Listed records START

PR #190, opened 2021-03-23
Erin dev

erinyoung:
I found a some SARS-CoV-2 sequencing files that are small enough to upload to github. 

These are intended to be test files as mentioned in [issue 163](https://github.com/StaPH-B/docker-builds/issues/163)


kapsakcj:
Thanks for the PR with these test files. This will be valuable for testing various software/docker images.

I think it would be useful to list as much metadata as possible about this test data. Some metadata is captured in NCBI SRA but it would be helpful to have it here too.

Do you know what nextclade & PANGO lineage this sample is expected to be? 

Not sure if it is useful or not, but maybe list the library prep & sequencing kit/chemistry in the README as well? 

Ideas on what other metadata would be useful?

kapsakcj:
Was the consensus fasta generated using Cecret? What version of Cecret?

erinyoung:
Admittedly, if the the library prep and chemistry info isn't in the SRA metadata, I don't know it.

I've added the workflow version number and tool version numbers.

kapsakcj:
Got it. Thanks for making those changes. I'm going to go ahead and merge and we can incorporate automated tests later in a separate PR, preferably after I review & merge PR #184  so that we are using GitHub actions and not Travis. Would be good to leverage the automated testing framework that is in #184

PR #196, opened 2021-04-15
adding gnuplot

erinyoung:
plot-ampliconstats requires gnuplot


kapsakcj:
Thanks for the fix, Erin! I'll rebuild the image on dockerhub momentarily

PR #205, opened 2021-05-19
creating ivar:1.3.1_Titan container

jvhagey:


kapsakcj:
I'm going to merge this into master and build on dockerhub as `staphb/ivar:1.3.1-titan`

I did a quick spot check on one SC2 sample and everything ran as expected. More testing would be welcome.

The only other thing to maybe add is minimap2, if folks request it. Can do that later and re-build the images if folks request it.

PR #207, opened 2021-06-02
Added Kraken2 inspect txt file

jvhagey:


jvhagey:
Extra commits need to be removed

Listed records END

Assignment ▸
Take every line above that includes "later" and list it.

Exercise response ▸
Got it. Thanks for making those changes. I'm going to go ahead and merge and we can incorporate automated tests later in a separate PR, preferably after I review & merge PR #184  so that we are using GitHub actions and not Travis. Would be good to leverage the automated testing framework that is in #184
The only other thing to maybe add is minimap2, if folks request it. Can do that later and re-build the images if folks request it.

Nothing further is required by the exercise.